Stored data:
=-=-=

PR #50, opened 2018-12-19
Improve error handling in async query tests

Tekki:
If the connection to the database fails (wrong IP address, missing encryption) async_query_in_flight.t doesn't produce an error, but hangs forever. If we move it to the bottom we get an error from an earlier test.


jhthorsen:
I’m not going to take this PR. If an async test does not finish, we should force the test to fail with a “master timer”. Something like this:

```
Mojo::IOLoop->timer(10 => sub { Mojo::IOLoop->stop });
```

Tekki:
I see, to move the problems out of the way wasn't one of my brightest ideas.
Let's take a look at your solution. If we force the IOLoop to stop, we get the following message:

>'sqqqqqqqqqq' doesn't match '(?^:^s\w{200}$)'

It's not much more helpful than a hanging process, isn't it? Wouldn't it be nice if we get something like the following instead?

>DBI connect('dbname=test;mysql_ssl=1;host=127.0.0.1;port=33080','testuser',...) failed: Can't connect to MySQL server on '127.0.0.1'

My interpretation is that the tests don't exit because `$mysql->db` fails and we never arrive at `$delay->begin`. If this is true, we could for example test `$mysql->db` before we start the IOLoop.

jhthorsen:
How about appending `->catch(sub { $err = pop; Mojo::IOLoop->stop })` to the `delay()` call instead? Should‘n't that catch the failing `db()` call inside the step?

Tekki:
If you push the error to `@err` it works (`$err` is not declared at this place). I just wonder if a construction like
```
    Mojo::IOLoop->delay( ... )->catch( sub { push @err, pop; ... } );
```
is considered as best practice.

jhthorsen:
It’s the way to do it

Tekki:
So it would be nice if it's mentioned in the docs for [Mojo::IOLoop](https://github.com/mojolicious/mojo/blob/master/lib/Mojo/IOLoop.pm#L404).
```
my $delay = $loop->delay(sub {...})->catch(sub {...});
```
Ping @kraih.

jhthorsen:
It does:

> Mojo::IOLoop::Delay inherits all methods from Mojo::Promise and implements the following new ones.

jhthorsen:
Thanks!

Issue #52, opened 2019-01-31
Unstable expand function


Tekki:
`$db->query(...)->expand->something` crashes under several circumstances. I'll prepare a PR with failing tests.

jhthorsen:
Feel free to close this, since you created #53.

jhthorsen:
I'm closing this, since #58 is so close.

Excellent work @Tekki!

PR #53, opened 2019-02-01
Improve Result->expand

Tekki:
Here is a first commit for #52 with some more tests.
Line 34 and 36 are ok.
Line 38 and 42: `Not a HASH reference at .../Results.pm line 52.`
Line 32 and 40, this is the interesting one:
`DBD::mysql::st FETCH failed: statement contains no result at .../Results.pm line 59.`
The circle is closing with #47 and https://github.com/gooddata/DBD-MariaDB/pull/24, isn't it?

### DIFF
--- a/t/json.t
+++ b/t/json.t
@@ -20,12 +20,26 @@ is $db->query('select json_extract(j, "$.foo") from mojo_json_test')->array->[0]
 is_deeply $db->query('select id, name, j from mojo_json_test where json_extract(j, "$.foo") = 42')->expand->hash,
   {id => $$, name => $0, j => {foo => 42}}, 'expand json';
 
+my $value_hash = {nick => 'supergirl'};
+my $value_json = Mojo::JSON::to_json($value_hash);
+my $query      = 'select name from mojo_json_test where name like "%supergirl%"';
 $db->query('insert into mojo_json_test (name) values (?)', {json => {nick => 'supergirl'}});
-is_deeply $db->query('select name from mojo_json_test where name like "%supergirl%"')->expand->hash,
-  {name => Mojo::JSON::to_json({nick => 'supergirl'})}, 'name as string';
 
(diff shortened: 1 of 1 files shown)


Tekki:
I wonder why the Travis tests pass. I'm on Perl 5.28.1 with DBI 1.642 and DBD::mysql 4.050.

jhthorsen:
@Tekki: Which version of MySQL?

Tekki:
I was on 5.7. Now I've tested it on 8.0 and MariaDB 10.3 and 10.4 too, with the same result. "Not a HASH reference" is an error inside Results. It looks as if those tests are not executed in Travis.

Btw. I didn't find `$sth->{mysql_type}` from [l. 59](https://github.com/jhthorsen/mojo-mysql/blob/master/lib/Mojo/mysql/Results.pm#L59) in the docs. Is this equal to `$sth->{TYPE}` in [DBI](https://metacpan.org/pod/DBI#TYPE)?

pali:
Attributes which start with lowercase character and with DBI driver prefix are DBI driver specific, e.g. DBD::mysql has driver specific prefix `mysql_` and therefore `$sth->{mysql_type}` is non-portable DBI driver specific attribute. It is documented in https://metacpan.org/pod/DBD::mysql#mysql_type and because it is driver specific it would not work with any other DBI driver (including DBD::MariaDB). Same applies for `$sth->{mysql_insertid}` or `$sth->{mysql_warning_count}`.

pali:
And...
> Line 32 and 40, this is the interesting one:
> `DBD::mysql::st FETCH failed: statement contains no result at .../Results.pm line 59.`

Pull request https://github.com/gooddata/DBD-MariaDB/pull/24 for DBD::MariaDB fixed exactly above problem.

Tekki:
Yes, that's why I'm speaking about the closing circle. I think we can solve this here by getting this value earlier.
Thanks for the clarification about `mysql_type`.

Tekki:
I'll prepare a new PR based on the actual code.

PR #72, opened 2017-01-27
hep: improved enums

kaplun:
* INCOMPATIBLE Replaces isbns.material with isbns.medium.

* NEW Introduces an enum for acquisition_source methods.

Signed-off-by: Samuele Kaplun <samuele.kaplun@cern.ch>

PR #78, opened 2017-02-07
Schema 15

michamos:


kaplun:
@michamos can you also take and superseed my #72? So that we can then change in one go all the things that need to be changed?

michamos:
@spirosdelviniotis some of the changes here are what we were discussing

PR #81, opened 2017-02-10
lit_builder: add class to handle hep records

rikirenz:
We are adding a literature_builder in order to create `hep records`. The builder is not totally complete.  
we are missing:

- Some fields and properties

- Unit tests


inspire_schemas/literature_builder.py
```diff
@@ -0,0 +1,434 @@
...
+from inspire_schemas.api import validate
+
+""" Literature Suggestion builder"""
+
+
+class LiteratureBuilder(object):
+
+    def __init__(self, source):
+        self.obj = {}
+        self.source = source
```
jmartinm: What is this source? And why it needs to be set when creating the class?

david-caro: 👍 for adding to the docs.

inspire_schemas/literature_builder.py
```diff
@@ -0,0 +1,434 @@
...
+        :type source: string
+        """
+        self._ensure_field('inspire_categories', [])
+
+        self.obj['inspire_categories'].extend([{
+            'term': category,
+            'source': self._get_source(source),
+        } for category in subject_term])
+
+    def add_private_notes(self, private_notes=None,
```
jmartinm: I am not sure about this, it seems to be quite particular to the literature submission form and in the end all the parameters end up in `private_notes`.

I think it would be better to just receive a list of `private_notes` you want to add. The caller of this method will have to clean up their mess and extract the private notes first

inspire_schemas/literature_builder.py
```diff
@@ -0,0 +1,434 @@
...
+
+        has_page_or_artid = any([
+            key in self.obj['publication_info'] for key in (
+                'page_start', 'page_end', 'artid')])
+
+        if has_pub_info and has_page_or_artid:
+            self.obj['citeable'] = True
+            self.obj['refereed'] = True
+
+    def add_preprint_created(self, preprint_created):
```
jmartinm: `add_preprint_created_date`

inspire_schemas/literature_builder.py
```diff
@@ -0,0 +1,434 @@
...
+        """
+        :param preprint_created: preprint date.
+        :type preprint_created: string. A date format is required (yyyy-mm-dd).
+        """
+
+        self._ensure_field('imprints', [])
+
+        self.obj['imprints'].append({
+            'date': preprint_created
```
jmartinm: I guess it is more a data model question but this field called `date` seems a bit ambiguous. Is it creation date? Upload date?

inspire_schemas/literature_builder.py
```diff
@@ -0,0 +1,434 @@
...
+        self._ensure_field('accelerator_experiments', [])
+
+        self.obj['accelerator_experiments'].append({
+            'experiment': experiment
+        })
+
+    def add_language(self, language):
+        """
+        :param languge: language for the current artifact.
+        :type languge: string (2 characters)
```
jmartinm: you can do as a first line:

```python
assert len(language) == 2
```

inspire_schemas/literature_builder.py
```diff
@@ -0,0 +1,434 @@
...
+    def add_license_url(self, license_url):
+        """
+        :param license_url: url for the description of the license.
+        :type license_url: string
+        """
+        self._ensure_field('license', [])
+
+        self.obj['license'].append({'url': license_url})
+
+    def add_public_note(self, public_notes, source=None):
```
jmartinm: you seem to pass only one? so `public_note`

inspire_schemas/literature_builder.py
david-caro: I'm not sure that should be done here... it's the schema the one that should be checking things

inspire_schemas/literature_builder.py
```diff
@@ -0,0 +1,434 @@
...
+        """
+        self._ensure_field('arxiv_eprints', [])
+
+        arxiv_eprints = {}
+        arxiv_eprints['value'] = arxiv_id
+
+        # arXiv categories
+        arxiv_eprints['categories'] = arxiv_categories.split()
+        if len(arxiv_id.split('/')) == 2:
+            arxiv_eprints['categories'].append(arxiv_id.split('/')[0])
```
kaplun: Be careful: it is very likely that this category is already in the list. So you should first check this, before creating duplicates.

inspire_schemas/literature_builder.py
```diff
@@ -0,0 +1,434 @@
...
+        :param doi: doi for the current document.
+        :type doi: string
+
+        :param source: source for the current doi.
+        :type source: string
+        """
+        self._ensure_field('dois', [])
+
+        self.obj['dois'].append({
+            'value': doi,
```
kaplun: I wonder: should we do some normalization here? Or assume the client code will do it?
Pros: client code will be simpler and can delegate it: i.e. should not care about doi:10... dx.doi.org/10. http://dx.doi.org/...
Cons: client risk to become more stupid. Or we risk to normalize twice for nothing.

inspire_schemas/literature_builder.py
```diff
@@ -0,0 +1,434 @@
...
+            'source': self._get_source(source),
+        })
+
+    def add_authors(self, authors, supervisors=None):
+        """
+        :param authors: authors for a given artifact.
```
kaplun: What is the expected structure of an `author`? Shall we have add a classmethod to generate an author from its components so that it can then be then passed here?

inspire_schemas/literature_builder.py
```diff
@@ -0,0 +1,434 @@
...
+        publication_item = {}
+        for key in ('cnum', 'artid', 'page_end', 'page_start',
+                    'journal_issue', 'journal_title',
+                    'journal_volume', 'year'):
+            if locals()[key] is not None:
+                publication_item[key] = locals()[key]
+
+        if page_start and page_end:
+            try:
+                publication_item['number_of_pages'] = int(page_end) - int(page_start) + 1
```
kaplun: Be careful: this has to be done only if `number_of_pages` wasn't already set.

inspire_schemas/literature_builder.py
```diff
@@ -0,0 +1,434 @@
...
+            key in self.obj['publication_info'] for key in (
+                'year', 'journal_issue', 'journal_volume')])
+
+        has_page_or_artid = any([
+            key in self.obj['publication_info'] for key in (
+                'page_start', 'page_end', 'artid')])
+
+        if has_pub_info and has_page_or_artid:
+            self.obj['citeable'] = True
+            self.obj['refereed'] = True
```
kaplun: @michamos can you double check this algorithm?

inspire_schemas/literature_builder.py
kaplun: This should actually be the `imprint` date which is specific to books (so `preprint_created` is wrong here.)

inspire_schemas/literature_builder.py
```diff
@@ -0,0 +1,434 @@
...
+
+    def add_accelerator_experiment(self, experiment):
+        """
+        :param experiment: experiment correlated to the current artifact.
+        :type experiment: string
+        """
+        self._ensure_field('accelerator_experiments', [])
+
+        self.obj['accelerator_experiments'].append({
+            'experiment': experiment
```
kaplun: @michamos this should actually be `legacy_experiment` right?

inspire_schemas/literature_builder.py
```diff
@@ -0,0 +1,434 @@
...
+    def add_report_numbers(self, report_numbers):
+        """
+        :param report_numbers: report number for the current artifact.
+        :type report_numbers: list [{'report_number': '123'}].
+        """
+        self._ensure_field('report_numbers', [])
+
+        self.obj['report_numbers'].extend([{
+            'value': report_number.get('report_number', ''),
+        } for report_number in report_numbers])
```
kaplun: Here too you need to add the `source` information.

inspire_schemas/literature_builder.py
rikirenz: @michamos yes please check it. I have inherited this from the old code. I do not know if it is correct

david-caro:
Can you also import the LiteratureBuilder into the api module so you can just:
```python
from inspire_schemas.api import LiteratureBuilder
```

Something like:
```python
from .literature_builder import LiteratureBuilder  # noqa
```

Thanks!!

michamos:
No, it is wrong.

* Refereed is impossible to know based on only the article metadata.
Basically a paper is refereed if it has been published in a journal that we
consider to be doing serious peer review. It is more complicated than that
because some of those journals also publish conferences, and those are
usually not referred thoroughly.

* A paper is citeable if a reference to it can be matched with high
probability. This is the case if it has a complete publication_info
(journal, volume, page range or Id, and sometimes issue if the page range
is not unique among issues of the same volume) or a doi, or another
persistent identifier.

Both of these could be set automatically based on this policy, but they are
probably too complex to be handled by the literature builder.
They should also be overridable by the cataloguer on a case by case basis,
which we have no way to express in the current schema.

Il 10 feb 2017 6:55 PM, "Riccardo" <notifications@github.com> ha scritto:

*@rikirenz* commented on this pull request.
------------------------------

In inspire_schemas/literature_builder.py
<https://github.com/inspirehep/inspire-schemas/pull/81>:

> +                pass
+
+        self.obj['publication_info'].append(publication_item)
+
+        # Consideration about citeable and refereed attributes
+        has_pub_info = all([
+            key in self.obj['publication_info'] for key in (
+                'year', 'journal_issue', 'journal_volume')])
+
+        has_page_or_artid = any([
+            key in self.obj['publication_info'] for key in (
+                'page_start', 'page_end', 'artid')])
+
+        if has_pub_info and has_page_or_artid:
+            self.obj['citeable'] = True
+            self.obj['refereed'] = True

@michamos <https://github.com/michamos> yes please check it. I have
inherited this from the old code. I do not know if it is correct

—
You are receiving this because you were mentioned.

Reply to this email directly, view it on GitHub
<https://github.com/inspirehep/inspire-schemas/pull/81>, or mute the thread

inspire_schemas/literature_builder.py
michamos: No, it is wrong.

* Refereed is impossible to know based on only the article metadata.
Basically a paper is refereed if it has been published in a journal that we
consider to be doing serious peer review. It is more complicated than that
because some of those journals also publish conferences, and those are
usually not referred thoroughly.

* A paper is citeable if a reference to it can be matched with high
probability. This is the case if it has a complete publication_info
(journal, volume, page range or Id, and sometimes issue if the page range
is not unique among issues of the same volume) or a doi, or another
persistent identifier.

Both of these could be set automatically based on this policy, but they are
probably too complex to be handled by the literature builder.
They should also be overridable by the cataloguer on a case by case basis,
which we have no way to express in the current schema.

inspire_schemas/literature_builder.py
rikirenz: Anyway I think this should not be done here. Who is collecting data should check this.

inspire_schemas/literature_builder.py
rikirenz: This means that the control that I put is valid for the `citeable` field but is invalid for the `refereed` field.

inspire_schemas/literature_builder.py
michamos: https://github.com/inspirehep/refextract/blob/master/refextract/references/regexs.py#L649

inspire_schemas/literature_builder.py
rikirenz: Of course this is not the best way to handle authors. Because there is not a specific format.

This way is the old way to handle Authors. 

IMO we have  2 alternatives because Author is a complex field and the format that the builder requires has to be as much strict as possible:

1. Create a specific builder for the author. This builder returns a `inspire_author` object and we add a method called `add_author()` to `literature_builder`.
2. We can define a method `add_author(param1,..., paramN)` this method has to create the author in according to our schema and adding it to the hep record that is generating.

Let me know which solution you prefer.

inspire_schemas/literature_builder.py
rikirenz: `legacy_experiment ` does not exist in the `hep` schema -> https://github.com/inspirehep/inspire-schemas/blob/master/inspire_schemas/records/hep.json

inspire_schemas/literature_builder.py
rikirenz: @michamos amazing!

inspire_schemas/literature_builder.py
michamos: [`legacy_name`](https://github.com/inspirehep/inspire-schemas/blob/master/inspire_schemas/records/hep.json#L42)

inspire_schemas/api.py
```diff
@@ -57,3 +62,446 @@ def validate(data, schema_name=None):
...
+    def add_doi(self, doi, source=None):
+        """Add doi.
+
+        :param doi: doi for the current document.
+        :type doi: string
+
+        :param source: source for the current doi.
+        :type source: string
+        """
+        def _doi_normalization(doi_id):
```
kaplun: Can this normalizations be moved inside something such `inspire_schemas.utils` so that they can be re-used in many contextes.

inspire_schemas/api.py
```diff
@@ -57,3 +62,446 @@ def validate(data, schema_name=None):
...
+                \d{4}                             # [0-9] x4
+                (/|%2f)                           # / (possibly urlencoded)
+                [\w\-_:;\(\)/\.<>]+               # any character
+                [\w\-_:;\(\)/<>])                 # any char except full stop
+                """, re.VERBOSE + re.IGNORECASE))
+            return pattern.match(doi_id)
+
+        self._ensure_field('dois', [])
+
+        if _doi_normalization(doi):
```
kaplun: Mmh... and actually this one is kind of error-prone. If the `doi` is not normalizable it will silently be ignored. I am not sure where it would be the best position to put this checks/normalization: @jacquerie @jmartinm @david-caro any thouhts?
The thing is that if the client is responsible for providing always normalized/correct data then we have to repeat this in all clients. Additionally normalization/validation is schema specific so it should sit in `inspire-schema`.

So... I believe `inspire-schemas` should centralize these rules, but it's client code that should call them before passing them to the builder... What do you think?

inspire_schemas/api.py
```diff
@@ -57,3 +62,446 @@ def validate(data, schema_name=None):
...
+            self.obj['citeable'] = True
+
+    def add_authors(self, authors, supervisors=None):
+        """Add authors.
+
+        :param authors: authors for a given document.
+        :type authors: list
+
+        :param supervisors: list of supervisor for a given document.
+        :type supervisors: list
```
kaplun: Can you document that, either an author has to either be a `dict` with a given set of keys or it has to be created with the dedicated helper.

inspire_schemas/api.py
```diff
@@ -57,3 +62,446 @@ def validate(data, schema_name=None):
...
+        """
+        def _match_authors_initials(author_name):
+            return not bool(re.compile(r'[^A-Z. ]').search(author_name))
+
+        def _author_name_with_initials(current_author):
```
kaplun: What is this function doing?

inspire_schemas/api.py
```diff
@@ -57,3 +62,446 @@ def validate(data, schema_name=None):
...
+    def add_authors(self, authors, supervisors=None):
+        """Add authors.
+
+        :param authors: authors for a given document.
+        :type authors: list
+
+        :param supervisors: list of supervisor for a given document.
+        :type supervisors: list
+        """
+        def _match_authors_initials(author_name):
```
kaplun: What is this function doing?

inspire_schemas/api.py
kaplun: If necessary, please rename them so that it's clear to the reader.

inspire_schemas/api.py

=-=-=

» Assignment
Find how many lines in the entries include the string "docs", and state only the number.

» Output below
3